A reunificação da pintura no mês passado no Museu do Palácio Nacional de Taipei, capital de Taiwan, é uma metáfora feita sob encomenda para retratar a reconciliação que os líderes do Partido Comunista há muito tempo imaginaram para o que consideram uma província separatista.

"Se a pintura pode ser reunida, o nosso povo também pode", disse o primeiro-ministro Wen Jiabao da China no ano passado ao saber que tanto a China quanto Taiwan, ainda formalmente em guerra, haviam concordado na exposição conjunta da obra.

A exposição, intitulada Paisagem Reunificada, foi adicionado à lista de inovações notáveis que se seguiram às eleições de 2008 do presidente de Taiwan, Ma Ying-jeou, que tem buscado a aproximação com o continente.

Desde a posse de Ma, uma série de acordos avançados entre Taiwan e China levaram pandas ao zoológico de Taipei, a abertura da navegação direta, a conexão dos correios por via aérea, e um arranjo que permitiu que no ano passado 1,2 milhão de turistas da parte continental visitassem a ilha.

Na semana passada veio um outro marco: o primeiro avião cheio de turistas individuais chineses que poderão vaguear por Taiwan sem supervisão.

Laços

O maior número de laços culturais e econômicos tem agradado muitos líderes de negócios de Taiwan, mas também alimentado a ansiedade entre aqueles que veem os incentivos como uma tentativa de seduzir Taiwan para que viva em órbita econômica da cada vez mais dominadora China.

Mas, por enquanto, na maioria dos dias até 10 mil pessoas fazem fila para ver o pergaminho reunificado.

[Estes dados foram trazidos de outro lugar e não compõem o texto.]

Issue #4049, opened 2025-08-26
Power User and Power User Plus roles


g-linville:
We want to add two new user roles to Obot. Here will be the new role lineup:

- User: current end-user functionality
- Power User: can create MCP servers for himself only
- Power User Plus: can create MCP servers and manage AccessControlRules for them
- Admin: current admin functionality

Names are subject to change.

For Power Users and Power User Plusses, they should have a personal workspace where they manage their MCPServerCatalogEntries and multi-user MCPServers. For now, I will call this a PowerUserWorkspace in the API. This will be the logical container for their MCPServerCatalogEntries and multi-user MCPServers that they create.

Various details:

- Existing AccessControlRules are scoped to a global level. This needs to be migrated to live under the default MCPCatalog.
- Admins will also have their own PowerUserWorkspace.
- Power Users will not be allowed to create multi-user servers (single and remote only), but Power User Plusses can create all three.
- When a Power User or Power User Plus is demoted to a regular User, their PowerUserWorkspace and everything in it will be destroyed.

Additionally, we want some kind of setting that Admins can change that determines what the default role for new users is (User, Power User, or Power User Plus).

cjellick:
> Should admins also have a PowerUserWorkspace that they can use?

Yes, but they would access it as a normal user - through a separate app link in the profile dropdown

> The UI will need to find a way to give admins visibility into all existing PowerUserWorkspaces.

What do you mean? is this different from the new list page I show in the figma?

> Should Power Users (not Power User Plusses) be allowed to create multi-user MCP servers? Or single-user and remote only?
>   - There is seemingly not much use for a multi-user server for a Power User, since they can't share it with others anyway.

Single and remote only. but this is one area where i feel like the story isnt really complete. like it going to feel disjointed to create an mcp server entry and then hop back over to Chat or My Connectors to instantiate it. i havent figured out this detail yet

> When a Power User [Plus] is demoted to a regular User, should we automatically destroy their PowerUserWorkspace and all MCPServerCatalogEntries/MCPServers contained therein?

Yes, with a warning in the UI that thats what will hapen

g-linville:
> What do you mean? is this different from the new list page I show in the figma?

Oh you're right; we do already have a wireframe for that. I forgot.

ivyjeong13:
[...]

PR #4097, opened 2025-08-29
feat: add power user and power user plus roles

g-linville:
for https://github.com/obot-platform/obot/issues/4049

^ Be sure to read up on this issue before reviewing this.

### DIFF
--- a/pkg/controller/handlers/mcpserver/mcpserver.go
+++ b/pkg/controller/handlers/mcpserver/mcpserver.go
@@ -203,6 +203,7 @@ func (h *Handler) MigrateSharedWithinMCPCatalogName(req router.Request, _ router
 
 	if server.Spec.SharedWithinMCPCatalogName != "" && server.Spec.MCPCatalogID == "" {
 		server.Spec.MCPCatalogID = server.Spec.SharedWithinMCPCatalogName
+		server.Spec.SharedWithinMCPCatalogName = ""
 		return req.Client.Update(req.Ctx, server)
 	}
 


apiclient/types/user.go
```diff
@@ -3,6 +3,8 @@ package types
 const (
 	RoleUnknown Role = iota
 	RoleAdmin
+	RolePowerUserPlus
+	RolePowerUser
```
g-linville, line 7: Do we want these to be roles number 2 and 3? I know we probably want to migrate away from this iota setup eventually anyway, but I wasn't totally sure if these were the best numbers for us to use for this.

apiclient/types/poweruserworkspace.go
```diff
@@ -0,0 +1,9 @@
+package types
+
+type PowerUserWorkspace struct {
+	Metadata
+	UserID string `json:"userID,omitempty"`
+	Role   Role   `json:"role,omitempty"`
+}
+
+type PowerUserWorkspaceList List[PowerUserWorkspace]
```
thedadams: I thought `go fmt` always put an empty line at the end of a file.

apiclient/types/userrolechange.go
```diff
@@ -0,0 +1,10 @@
+package types
+
+type UserRoleChange struct {
```
thedadams: A quick search indicates that this is not used anywhere and can be removed.

pkg/api/authz/poweruserworkspace.go
```diff
@@ -0,0 +1,64 @@
...
+	// Validate role-based access to workspace endpoints
+	if !a.validateWorkspaceRoleAccess(req.URL.Path, isPowerUserPlus, user.GetUID()) {
+		return false, nil
+	}
+
+	var workspace v1.PowerUserWorkspace
+	if err := a.cache.Get(req.Context(), kclient.ObjectKey{
+		Namespace: system.DefaultNamespace,
+		Name:      resources.WorkspaceID,
+	}, &workspace); err != nil {
```
thedadams, line 36: Only do an uncached Get if the error is a not-found error.

pkg/api/authz/poweruserworkspace.go
```diff
@@ -0,0 +1,64 @@
...
+	}
+
+	// Only PowerUserPlus can access MCP servers and access control rules
+	if strings.Contains(path, "/workspaces/") &&
+		(strings.Contains(path, "/servers") || strings.Contains(path, "/access-control-rules")) {
+		return isPowerUserPlus
+	}
+
+	return false
+}
```
thedadams: I think these path-based rules belong here: https://github.com/obot-platform/obot/blob/main/pkg/api/authz/authz.go#L25

pkg/gateway/server/user.go
```diff
@@ -31,6 +67,13 @@ func (s *Server) getCurrentUser(apiContext api.Context) error {
 		return err
 	}
 
+	// Check if this is an admin user who needs a PowerUserWorkspace created
+	if user.Role.HasRole(types2.RoleAdmin) {
+		if err := s.ensureAdminWorkspace(apiContext, user); err != nil {
+			pkgLog.Warnf("failed to ensure admin workspace for user %s: %v", user.Username, err)
+		}
+	}
```
thedadams: Something about a `GET` possible creating resources rubs me the wrong way. However, the only other way I can think of to do this is to, on startup, create a "User role changed" object for all admins and check it there.

I'm not sure if I like that better, but at least a `GET` won't create objects.

What are your thoughts?

pkg/controller/handlers/mcpcatalog/mcpcatalog.go
```diff
@@ -339,10 +339,27 @@ func (h *Handler) DeleteUnauthorizedMCPServers(req router.Request, _ router.Resp
 	// Iterate through each MCPServer and make sure it is still allowed to exist.
 	for _, server := range mcpServers.Items {
 		if server.Spec.ThreadName != "" || server.Spec.SharedWithinMCPCatalogName != "" {
-			// For project-scoped servers and multi-user servers created by the admin, we don't need to check them.
+			// For legacy project-scoped servers and multi-user servers created by the admin, we don't need to check them.
```
thedadams, line 342: nit: I disagree with using the term legacy here. We still have project-scoped MCP servers and I don't think they are going anywhere.

pkg/controller/handlers/mcpcatalog/mcpcatalog.go
```diff
@@ -339,10 +339,27 @@ func (h *Handler) DeleteUnauthorizedMCPServers(req router.Request, _ router.Resp
...
 		}
 
+		if server.Spec.PowerUserWorkspaceID != "" {
+			// For multi-user servers in a PowerUserWorkspace, make sure that the user on that workspace is a PowerUserPlus, and not a normal PowerUser
+			var workspace v1.PowerUserWorkspace
+			if err := req.Get(&workspace, req.Namespace, server.Spec.PowerUserWorkspaceID); err != nil {
+				return fmt.Errorf("failed to get power user workspace %s: %w", server.Spec.PowerUserWorkspaceID, err)
+			}
+
+			if workspace.Spec.Role != types.RoleAdmin && workspace.Spec.Role != types.RolePowerUserPlus {
```
thedadams: nit:
```suggestion
			if !workspace.Spec.Role.HasRole(types.RolePowerUserPlus) {
```

pkg/storage/apis/obot.obot.ai/v1/mcpserver.go
```diff
@@ -79,6 +83,8 @@ type MCPServerSpec struct {
 	NeedsURL bool `json:"needsURL,omitempty"`
 	// PreviousURL contains the URL of the server before it was updated to match the catalog entry.
 	PreviousURL string `json:"previousURL,omitempty"`
+	// PowerUserWorkspaceID contains the name of the PowerUserWorkspace that owns this MCP server, if there is one.
+	PowerUserWorkspaceID string `json:"powerUserWorkspaceID,omitempty"`
```
thedadams, line 89: nit: it seems that this is analogous to `SharedWithinMCPCatalogName`, so could it be changed to `SharedWithinMCPWorkspaceName` or something similar?

pkg/controller/handlers/poweruserworkspace/poweruserworkspace.go
```diff
@@ -0,0 +1,261 @@
...
+	} else if oldPrivileged && newPrivileged {
+		if err := h.updateWorkspaceRole(req.Ctx, req.Client, req.Namespace, userIDStr, roleChange.Spec.NewRole); err != nil {
+			return err
+		}
+
+		// If demoting to PowerUser from PowerUserPlus or Admin, clean up workspace resources.
+		// PowerUsers are not allowed to manage Access Control Rules or multi-user MCPServers.
+		if roleChange.Spec.NewRole == types.RolePowerUser &&
+			(roleChange.Spec.OldRole == types.RolePowerUserPlus ||
+				roleChange.Spec.OldRole == types.RoleAdmin) {
```
thedadams: nit:
```suggestion
			roleChange.Spec.OldRole.HasRole(types.RolePowerUserPlus) {
```

pkg/controller/handlers/poweruserworkspace/poweruserworkspace.go
```diff
@@ -0,0 +1,261 @@
...
+	// Create the default access control rule for this workspace
+	if err := h.createDefaultAccessControlRule(req.Ctx, req.Client, req.Namespace, workspace); err != nil {
+		return err
+	}
+
+	return nil
+}
+
+func (h *Handler) isPrivilegedRole(role types.Role) bool {
+	return role.HasRole(types.RolePowerUser) || role.HasRole(types.RolePowerUserPlus) || role.HasRole(types.RoleAdmin)
```
thedadams:
```suggestion
	return role.HasRole(types.RolePowerUser)
```

pkg/controller/handlers/poweruserworkspace/poweruserworkspace.go
```diff
@@ -0,0 +1,261 @@
...
+		FieldSelector: fields.SelectorFromSet(map[string]string{
+			"spec.userID": userIDStr,
+		}),
+	}); err != nil {
+		return err
+	}
+
+	if len(existingWorkspaces.Items) > 0 {
+		return nil
+	}
```
thedadams: nano-nit:
```suggestion
	}); err != nil || len(existingWorkspaces.Items) > 0 {
		return err
	}
```

pkg/controller/handlers/poweruserworkspace/poweruserworkspace.go
```diff
@@ -0,0 +1,261 @@
...
+		Namespace: namespace,
+		FieldSelector: fields.SelectorFromSet(map[string]string{
+			"spec.userID": userID,
+		}),
+	}); err != nil {
+		return err
+	}
+
+	for _, workspace := range workspaces.Items {
+		if err := client.Delete(ctx, &workspace); err != nil {
```
thedadams: Should we ignore not found just in case?

pkg/controller/handlers/poweruserworkspace/poweruserworkspace.go
```diff
@@ -0,0 +1,261 @@
...
+		}),
+	}); err != nil {
+		return err
+	}
+
+	for _, server := range servers.Items {
+		if err := client.Delete(ctx, &server); err != nil {
+			return err
+		}
+	}
```
thedadams: I understand that a user can only have one workspace right now, but we get support for multiple here with very minimal change.
```suggestion
	for _, workspace := range workspaces.Items {
		// Delete non-generated AccessControlRules in this workspace
		var acrs v1.AccessControlRuleList
		if err := client.List(ctx, &acrs, &kclient.ListOptions{
			Namespace: namespace,
			FieldSelector: fields.SelectorFromSet(map[string]string{
				"spec.powerUserWorkspaceID": workspace.Name,
			}),
		}); err != nil {
			return err
		}

		for _, acr := range acrs.Items {
			if !acr.Spec.Generated {
				if err := client.Delete(ctx, &acr); err != nil {
					return err
				}
			}
		}

		// Delete all MCPServers in this workspace
		var servers v1.MCPServerList
		if err := client.List(ctx, &servers, &kclient.ListOptions{
			Namespace: namespace,
			FieldSelector: fields.SelectorFromSet(map[string]string{
				"spec.powerUserWorkspaceID": workspace.Name,
			}),
		}); err != nil {
			return err
		}

		for _, server := range servers.Items {
			if err := client.Delete(ctx, &server); err != nil {
				return err
			}
		}
	}
```

pkg/controller/handlers/poweruserworkspace/poweruserworkspace.go
```diff
@@ -0,0 +1,261 @@
...
+					{
+						Type: types.ResourceTypeSelector,
+						ID:   "*",
+					},
+				},
+			},
+		},
+	}
+
+	return create.OrGet(ctx, client, defaultACR)
```
thedadams: I know this works, but using `create.OrGet` with something that has a generated name seems weird.

pkg/api/handlers/accesscontrolrules.go
```diff
@@ -97,18 +126,30 @@ func (h *AccessControlRuleHandler) Create(req api.Context) error {
 			Namespace:    req.Namespace(),
 		},
 		Spec: v1.AccessControlRuleSpec{
-			MCPCatalogID: catalogID,
-			Manifest:     manifest,
+			Manifest: manifest,
```
thedadams: nit, and then you can get rid of the added code below:
```suggestion
			Manifest:             manifest,
			MCPCatalogID:         catalogID,
			PowerUserWorkspaceID: workspaceID,
```

pkg/api/handlers/accesscontrolrules.go
```diff
@@ -162,23 +226,33 @@ func (h *AccessControlRuleHandler) Update(req api.Context) error {
 	return req.Write(convertAccessControlRule(existing))
 }
 
-// Delete deletes an access control rule (admin only).
+// Delete deletes an access control rule for a catalog or workspace.
 func (*AccessControlRuleHandler) Delete(req api.Context) error {
 	catalogID := req.PathValue("catalog_id")
-	if catalogID == "" {
-		return types.NewErrBadRequest("catalog_id is required")
+	workspaceID := req.PathValue("workspace_id")
```
thedadams, line 227: This is the only handler where we are not "verifying that the scope exists." I don't think it's a big deal since we are deleting, but, personally, I would add it for consistency.

pkg/api/handlers/mcpcatalogs.go
```diff
@@ -153,30 +161,45 @@ func (h *MCPCatalogHandler) ListEntriesForCatalog(req api.Context) error {
...
+		var catalog v1.MCPCatalog
+		if err := req.Get(&catalog, catalogName); err != nil {
+			return fmt.Errorf("failed to get catalog: %w", err)
+		}
+	} else if workspaceID != "" {
+		var workspace v1.PowerUserWorkspace
+		if err := req.Get(&workspace, workspaceID); err != nil {
+			return fmt.Errorf("failed to get workspace: %w", err)
+		}
+	} else {
```
thedadams: nit: like you did in other areas since we don't need the object.
```suggestion
	if catalogName != "" {
		if err := req.Get(&v1.MCPCatalog{}, catalogName); err != nil {
			return fmt.Errorf("failed to get catalog: %w", err)
		}
	} else if workspaceID != "" {
		if err := req.Get(&PowerUserWorkspace{}, workspaceID); err != nil {
			return fmt.Errorf("failed to get workspace: %w", err)
		}
	} else {
```

pkg/api/handlers/mcpcatalogs.go
```diff
@@ -212,20 +242,34 @@ func (h *MCPCatalogHandler) CreateEntry(req api.Context) error {
...
```
thedadams: Same here, and for the rest of the file.

Also pointing out that we are not doing this check for list, get, and tool previews. Personally, I would add it for consistency.

pkg/api/handlers/mcp.go
```diff
@@ -59,13 +59,24 @@ func (m *MCPHandler) GetCatalogEntryFromDefaultCatalog(req api.Context) error {
...
+			hasAccess bool
+			err       error
+		)
+
+		if entry.Spec.MCPCatalogName != "" {
+			hasAccess, err = m.acrHelper.UserHasAccessToMCPServerCatalogEntryInCatalog(req.User, entry.Name, entry.Spec.MCPCatalogName)
+		} else if entry.Spec.PowerUserWorkspaceID != "" {
+			hasAccess, err = m.acrHelper.UserHasAccessToMCPServerCatalogEntryInWorkspace(req.User, entry.Name, entry.Spec.PowerUserWorkspaceID)
+		}
+
```
thedadams: Check the error as soon as possible, but no sooner.
```suggestion
```

pkg/api/handlers/mcp.go
```diff
@@ -1572,13 +1676,24 @@ func (m *MCPHandler) GetServerFromDefaultCatalog(req api.Context) error {
...
+			hasAccess bool
+			err       error
+		)
+
+		if server.Spec.SharedWithinMCPCatalogName != "" {
+			hasAccess, err = m.acrHelper.UserHasAccessToMCPServerInCatalog(req.User, server.Name, server.Spec.SharedWithinMCPCatalogName)
+		} else if server.Spec.PowerUserWorkspaceID != "" {
+			hasAccess, err = m.acrHelper.UserHasAccessToMCPServerInWorkspace(req.User, server.Name, server.Spec.PowerUserWorkspaceID)
+		}
+
```
```suggestion
```

pkg/api/handlers/mcp.go
```diff
@@ -1485,32 +1568,53 @@ func convertMCPServer(server v1.MCPServer, credEnv map[string]string, serverURL
...
+				// Check workspace-scoped servers
+				hasAccess, err := m.acrHelper.UserHasAccessToMCPServerInWorkspace(req.User, server.Name, server.Spec.PowerUserWorkspaceID)
+				if err != nil {
+					return err
+				}
+				if hasAccess {
+					allowedServers = append(allowedServers, server)
+				}
+			}
+		}
```
thedadams: nit: this check is handled slightly differently in (at least) 2 other places. For consistency, I would suggest that this be updated to match the other places.

thedadams (changes requested):
Lots of comments, but my main concern here is that the path-based authorization be moved to the correct place.

pkg/controller/handlers/mcpcatalog/mcpcatalog.go
g-linville: Well we have ProjectServers, which are different from what I was calling "project-scoped servers", which are MCP servers with a `Spec.ThreadName` field on them. I think this is something that has been deprecated/unsupported for months now, and is not possible to create with our current APIs.

apiclient/types/poweruserworkspace.go
g-linville: It might. Idk if we lint this folder or not? This file was AI-written so it didn't necessarily get `go fmt`'d.

pkg/controller/handlers/mcpcatalog/mcpcatalog.go
thedadams: OK. My mistake.

pkg/api/authz/poweruserworkspace.go
g-linville: Discussed in Slack. The static rules won't work for this, but I will work on reimplementing this in a clearer/more extensible way.

pkg/gateway/server/user.go
g-linville: Yeah I agree with you. I didn't think about the weirdness of a `GET` causing something to be created. I'll go with your suggestion. :+1:

pkg/controller/handlers/mcpcatalog/mcpcatalog.go
g-linville: So I implemented it this way because the `HasRole` function relies on the numerical values of the roles, which iirc is something we intend to do away with in the future.

pkg/controller/handlers/poweruserworkspace/poweruserworkspace.go
g-linville: Yeah good point, this is worth doing

pkg/controller/handlers/mcpcatalog/mcpcatalog.go
thedadams: I brought up the idea of changing this and was shot down. Also, I think that it is better to use the functionality as-is, and change it all at once.

pkg/controller/handlers/poweruserworkspace/poweruserworkspace.go
g-linville: Agreed

pkg/controller/handlers/mcpcatalog/mcpcatalog.go
g-linville: Sounds good. I didn't realize that your idea for that was shot down.

apiclient/types/poweruserworkspace.go
g-linville: Fixed

apiclient/types/userrolechange.go
g-linville: Deleted

pkg/api/authz/poweruserworkspace.go
g-linville: Fixed

pkg/controller/handlers/mcpcatalog/mcpcatalog.go
g-linville: Fixed

pkg/controller/handlers/poweruserworkspace/poweruserworkspace.go
g-linville: Fixed

pkg/controller/handlers/poweruserworkspace/poweruserworkspace.go
g-linville: Fixed

pkg/controller/handlers/poweruserworkspace/poweruserworkspace.go
g-linville: Fixed

pkg/controller/handlers/poweruserworkspace/poweruserworkspace.go
g-linville: Fixed

pkg/controller/handlers/poweruserworkspace/poweruserworkspace.go
g-linville: Fixed

pkg/controller/handlers/poweruserworkspace/poweruserworkspace.go
g-linville: Fixed

pkg/api/handlers/accesscontrolrules.go

pkg/api/handlers/accesscontrolrules.go
g-linville: Fixed

pkg/api/handlers/mcpcatalogs.go

pkg/api/handlers/mcpcatalogs.go
g-linville: Fixed, and improved the consistency in this file

pkg/api/handlers/mcp.go

pkg/api/handlers/mcp.go

pkg/api/handlers/mcp.go
g-linville: Fixed, and improved the consistency in this file

pkg/api/authz/poweruserworkspace.go
g-linville: I refactored this to use regex patterns to match routes that should be PowerUserPlus only. Hopefully the logic is a little clearer now.

pkg/gateway/server/user.go
g-linville: Discussing this more in Slack

pkg/api/router/router.go
```diff
@@ -383,24 +384,24 @@ func Router(services *services.Services) (http.Handler, error) {
 	// Slack event receiver
 	mux.HandleFunc("POST /api/slack/events", slackEventHandler.HandleEvent)
 
-	// MCP Catalog Entries (user routes to access single-user and remote MCP servers configured by the admin)
-	mux.HandleFunc("GET /api/all-mcp-catalogs/entries", mcp.ListEntriesInDefaultCatalog)
-	mux.HandleFunc("GET /api/all-mcp-catalogs/entries/{entry_id}", mcp.GetCatalogEntryFromDefaultCatalog)
+	// MCP Catalog Entries (user routes to access single-user and remote MCP servers from all sources)
+	mux.HandleFunc("GET /api/all-mcps/entries", mcp.ListEntriesFromAllSources)
```
StrongMonkey, line 388: Will UI need to accommadate this route change?

g-linville: No, I made the necessary frontend changes for this in this PR

StrongMonkey: Nvm, I saw you changed the path in ui

pkg/api/handlers/poweruserworkspace.go
```diff
@@ -0,0 +1,65 @@
...
+
+	return req.Write(types.PowerUserWorkspaceList{
+		Items: items,
+	})
+}
+
+// Get returns a specific power user workspace by ID.
+func (*PowerUserWorkspaceHandler) Get(req api.Context) error {
+	var workspace v1.PowerUserWorkspace
+	if err := req.Get(&workspace, req.PathValue("workspace_id")); err != nil {
```
StrongMonkey, line 52: Nit: should we prevent user from accessing workspace when you don't have access? looks like if you know the id then you can get the workspace

pkg/api/handlers/accesscontrolrules.go
```diff
@@ -47,43 +57,62 @@ func (*AccessControlRuleHandler) List(req api.Context) error {
...
+	} else if workspaceID != "" && rule.Spec.PowerUserWorkspaceID != workspaceID {
+		return types.NewErrBadRequest("access control rule does not belong to workspace %s", workspaceID)
 	}
 
 	return req.Write(convertAccessControlRule(rule))
 }
 
-// Create creates a new access control rule (admin only).
+// Create creates a new access control rule for a catalog or workspace.
 func (h *AccessControlRuleHandler) Create(req api.Context) error {
```
StrongMonkey, line 98: Are we grant access control to a whole workspace if power user plus want to share their mcpserver? would there be a way to share invidiually?

pkg/api/handlers/poweruserworkspace.go
g-linville: This is prevented in the authz logic

pkg/api/handlers/accesscontrolrules.go
g-linville: The access control rules work the same way for workspaces as for catalogs. You can share all things, or individual servers.

pkg/gateway/server/user.go
g-linville: Fixed. We are handling it on startup for existing admins, and also at the time of user creation using a callback

pkg/storage/apis/obot.obot.ai/v1/mcpserver.go
g-linville: Fixed, by renaming `SharedWithinMCPCatalogName` to `MCPCatalogID`.

pkg/api/handlers/accesscontrolrules.go
StrongMonkey: Got it.

pkg/api/authz/poweruserworkspace.go
```diff
@@ -0,0 +1,67 @@
...
+		}
+	}
+
+	return workspace.Spec.UserID == user.GetUID(), nil
+}
+
+// Workspace access patterns that require PowerUserPlus privileges, and not PowerUser
+var powerUserPlusRequiredPatterns = []*regexp.Regexp{
+	regexp.MustCompile(`/workspaces/[^/]+/servers`),              // MCP servers management
+	regexp.MustCompile(`/workspaces/[^/]+/access-control-rules`), // Access control rules management
```
thedadams, line 55: I'm good with this for now, but we should extend our authorization framework if we find ourselves needing this again.

pkg/controller/handlers/mcpserver/mcpserver.go
```diff
@@ -197,3 +197,14 @@ func (h *Handler) DeleteServersWithoutRuntime(req router.Request, _ router.Respo
 
 	return nil
 }
+
+func (h *Handler) MigrateSharedWithinMCPCatalogName(req router.Request, _ router.Response) error {
+	server := req.Object.(*v1.MCPServer)
+
+	if server.Spec.SharedWithinMCPCatalogName != "" && server.Spec.MCPCatalogID == "" {
+		server.Spec.MCPCatalogID = server.Spec.SharedWithinMCPCatalogName
+		return req.Client.Update(req.Ctx, server)
```
thedadams: nit: so it doesn't ever need to be used again.
```suggestion
	if server.Spec.SharedWithinMCPCatalogName != "" && server.Spec.MCPCatalogID == "" {
		server.Spec.MCPCatalogID = server.Spec.SharedWithinMCPCatalogName
		server.Spec.SharedWithinMCPCatalogName = ""
		return req.Client.Update(req.Ctx, server)
```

Wang Rongcui, um turista da cidade chinesa de Ordos, na Mongólia, estava entre aqueles que recentemente passaram meia hora à espera de um vislumbre da obra-prima. Questionado sobre o significado político da exposição, Wang deu de ombros. "Oh, eu não sei nada sobre política ou mesmo sobre arte, mas com certeza é uma pintura muito bonita", disse ela.